*Saved data entries:*
^^^^

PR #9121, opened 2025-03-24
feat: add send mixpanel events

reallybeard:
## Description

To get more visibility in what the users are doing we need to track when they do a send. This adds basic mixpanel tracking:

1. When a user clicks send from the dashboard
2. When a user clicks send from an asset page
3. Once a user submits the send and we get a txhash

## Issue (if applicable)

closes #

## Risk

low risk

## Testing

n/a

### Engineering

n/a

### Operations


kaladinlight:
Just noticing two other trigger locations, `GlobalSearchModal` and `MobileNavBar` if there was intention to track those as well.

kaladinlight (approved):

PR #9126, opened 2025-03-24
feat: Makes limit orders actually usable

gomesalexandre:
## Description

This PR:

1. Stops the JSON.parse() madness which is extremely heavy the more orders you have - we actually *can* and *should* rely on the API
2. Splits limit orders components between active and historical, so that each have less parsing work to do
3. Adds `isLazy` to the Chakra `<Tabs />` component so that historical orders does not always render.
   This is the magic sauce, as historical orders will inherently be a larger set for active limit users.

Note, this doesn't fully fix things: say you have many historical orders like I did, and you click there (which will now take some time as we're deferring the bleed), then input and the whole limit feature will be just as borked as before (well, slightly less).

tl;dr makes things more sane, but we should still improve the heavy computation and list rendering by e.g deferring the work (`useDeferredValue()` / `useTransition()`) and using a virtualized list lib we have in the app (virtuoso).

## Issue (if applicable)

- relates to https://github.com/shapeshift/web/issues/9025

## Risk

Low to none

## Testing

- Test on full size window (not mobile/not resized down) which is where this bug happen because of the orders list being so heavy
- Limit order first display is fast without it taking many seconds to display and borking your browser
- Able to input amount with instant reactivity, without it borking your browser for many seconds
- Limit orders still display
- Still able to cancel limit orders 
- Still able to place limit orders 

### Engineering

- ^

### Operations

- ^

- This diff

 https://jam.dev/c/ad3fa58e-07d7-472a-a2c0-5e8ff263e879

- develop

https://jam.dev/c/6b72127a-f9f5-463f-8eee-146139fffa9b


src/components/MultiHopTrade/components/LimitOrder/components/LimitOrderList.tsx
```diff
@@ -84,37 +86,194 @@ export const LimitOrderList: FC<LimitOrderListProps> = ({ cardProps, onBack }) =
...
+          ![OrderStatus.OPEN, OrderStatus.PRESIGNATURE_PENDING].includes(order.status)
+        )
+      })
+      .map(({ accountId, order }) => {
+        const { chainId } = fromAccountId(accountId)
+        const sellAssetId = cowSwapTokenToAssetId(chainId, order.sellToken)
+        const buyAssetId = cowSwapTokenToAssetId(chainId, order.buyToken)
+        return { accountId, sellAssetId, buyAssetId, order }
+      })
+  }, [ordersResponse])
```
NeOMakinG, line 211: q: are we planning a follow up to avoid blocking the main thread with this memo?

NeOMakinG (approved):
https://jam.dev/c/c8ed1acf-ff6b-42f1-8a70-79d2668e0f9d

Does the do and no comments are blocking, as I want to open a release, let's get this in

^^^^

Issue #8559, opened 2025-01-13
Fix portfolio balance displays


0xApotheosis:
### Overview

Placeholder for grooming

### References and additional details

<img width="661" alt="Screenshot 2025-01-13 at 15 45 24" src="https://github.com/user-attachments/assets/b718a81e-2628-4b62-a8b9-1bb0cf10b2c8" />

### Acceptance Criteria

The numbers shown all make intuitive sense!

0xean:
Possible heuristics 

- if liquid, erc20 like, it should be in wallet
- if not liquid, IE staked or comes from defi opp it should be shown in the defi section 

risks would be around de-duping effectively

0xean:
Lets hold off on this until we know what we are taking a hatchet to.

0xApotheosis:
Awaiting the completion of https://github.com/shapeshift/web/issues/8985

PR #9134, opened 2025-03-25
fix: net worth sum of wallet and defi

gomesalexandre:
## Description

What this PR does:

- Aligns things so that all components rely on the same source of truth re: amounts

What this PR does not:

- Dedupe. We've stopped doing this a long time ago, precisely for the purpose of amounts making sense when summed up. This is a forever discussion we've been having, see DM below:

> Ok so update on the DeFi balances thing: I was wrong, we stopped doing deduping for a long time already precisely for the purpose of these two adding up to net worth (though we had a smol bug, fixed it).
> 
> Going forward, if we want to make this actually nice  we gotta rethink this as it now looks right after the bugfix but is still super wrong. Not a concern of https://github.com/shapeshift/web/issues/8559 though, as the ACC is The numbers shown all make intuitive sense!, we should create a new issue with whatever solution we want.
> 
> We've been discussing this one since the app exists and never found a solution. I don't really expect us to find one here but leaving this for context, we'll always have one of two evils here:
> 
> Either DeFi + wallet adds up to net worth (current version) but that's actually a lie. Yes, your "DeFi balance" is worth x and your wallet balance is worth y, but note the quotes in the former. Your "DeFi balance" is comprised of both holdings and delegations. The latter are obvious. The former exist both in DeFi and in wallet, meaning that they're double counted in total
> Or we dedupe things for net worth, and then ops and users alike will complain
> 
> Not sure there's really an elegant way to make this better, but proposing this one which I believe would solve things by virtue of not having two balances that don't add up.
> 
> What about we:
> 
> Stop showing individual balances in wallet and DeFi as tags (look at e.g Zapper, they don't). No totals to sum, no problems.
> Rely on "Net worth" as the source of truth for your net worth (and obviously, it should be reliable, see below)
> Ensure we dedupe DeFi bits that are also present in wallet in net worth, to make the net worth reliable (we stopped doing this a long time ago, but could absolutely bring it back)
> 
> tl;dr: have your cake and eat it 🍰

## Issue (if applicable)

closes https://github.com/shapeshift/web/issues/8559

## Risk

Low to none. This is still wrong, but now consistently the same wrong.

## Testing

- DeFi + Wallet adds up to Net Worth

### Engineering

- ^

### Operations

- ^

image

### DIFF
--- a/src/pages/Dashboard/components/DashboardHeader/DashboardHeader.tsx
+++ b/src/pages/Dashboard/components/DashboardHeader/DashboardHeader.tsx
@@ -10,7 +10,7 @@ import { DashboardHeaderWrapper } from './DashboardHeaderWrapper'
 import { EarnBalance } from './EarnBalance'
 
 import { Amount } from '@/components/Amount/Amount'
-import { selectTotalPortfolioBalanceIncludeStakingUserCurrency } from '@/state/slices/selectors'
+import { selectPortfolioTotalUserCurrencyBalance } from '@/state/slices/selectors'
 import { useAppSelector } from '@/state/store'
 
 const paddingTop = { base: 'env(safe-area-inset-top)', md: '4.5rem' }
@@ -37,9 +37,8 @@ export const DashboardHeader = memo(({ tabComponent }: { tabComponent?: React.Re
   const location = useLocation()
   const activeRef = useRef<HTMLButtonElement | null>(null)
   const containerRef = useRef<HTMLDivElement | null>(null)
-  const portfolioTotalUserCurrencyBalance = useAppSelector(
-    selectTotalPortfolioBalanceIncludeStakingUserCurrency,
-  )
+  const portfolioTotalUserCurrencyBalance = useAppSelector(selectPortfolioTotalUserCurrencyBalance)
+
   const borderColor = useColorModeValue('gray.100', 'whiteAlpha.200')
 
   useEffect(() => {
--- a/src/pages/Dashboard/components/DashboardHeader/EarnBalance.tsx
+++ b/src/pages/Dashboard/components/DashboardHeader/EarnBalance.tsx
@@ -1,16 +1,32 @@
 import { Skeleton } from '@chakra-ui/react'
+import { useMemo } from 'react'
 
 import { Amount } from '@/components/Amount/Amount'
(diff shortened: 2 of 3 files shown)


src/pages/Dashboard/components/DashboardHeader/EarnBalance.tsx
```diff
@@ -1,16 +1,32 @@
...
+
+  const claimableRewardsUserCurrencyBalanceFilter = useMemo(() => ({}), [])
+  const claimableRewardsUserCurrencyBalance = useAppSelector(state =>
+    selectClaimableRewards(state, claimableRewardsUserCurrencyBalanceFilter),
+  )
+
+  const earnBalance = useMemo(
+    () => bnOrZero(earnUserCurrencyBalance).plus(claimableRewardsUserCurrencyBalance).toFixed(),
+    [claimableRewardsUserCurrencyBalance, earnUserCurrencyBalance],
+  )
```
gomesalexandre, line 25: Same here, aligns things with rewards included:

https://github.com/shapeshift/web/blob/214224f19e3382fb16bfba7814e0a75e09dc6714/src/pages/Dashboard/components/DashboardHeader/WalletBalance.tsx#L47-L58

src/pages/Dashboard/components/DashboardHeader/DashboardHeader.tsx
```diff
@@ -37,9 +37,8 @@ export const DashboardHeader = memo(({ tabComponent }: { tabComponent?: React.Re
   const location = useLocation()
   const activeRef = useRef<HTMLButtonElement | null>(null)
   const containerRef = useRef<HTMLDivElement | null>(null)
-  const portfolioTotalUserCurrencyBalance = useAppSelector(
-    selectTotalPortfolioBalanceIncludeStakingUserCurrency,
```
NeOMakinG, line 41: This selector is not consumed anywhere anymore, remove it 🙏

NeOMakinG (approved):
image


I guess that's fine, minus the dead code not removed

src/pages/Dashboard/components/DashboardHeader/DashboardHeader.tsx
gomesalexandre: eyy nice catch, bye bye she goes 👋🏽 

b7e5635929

^^^^

*TASK DESCRIPTION:* The required output is the stretch of entries above from the line containing "solution we want." through the line containing "counted in total", reproduced exactly.

*ANSWER TO THIS PROBLEM:*
> Going forward, if we want to make this actually nice  we gotta rethink this as it now looks right after the bugfix but is still super wrong. Not a concern of https://github.com/shapeshift/web/issues/8559 though, as the ACC is The numbers shown all make intuitive sense!, we should create a new issue with whatever solution we want.
> 
> We've been discussing this one since the app exists and never found a solution. I don't really expect us to find one here but leaving this for context, we'll always have one of two evils here:
> 
> Either DeFi + wallet adds up to net worth (current version) but that's actually a lie. Yes, your "DeFi balance" is worth x and your wallet balance is worth y, but note the quotes in the former. Your "DeFi balance" is comprised of both holdings and delegations. The latter are obvious. The former exist both in DeFi and in wallet, meaning that they're double counted in total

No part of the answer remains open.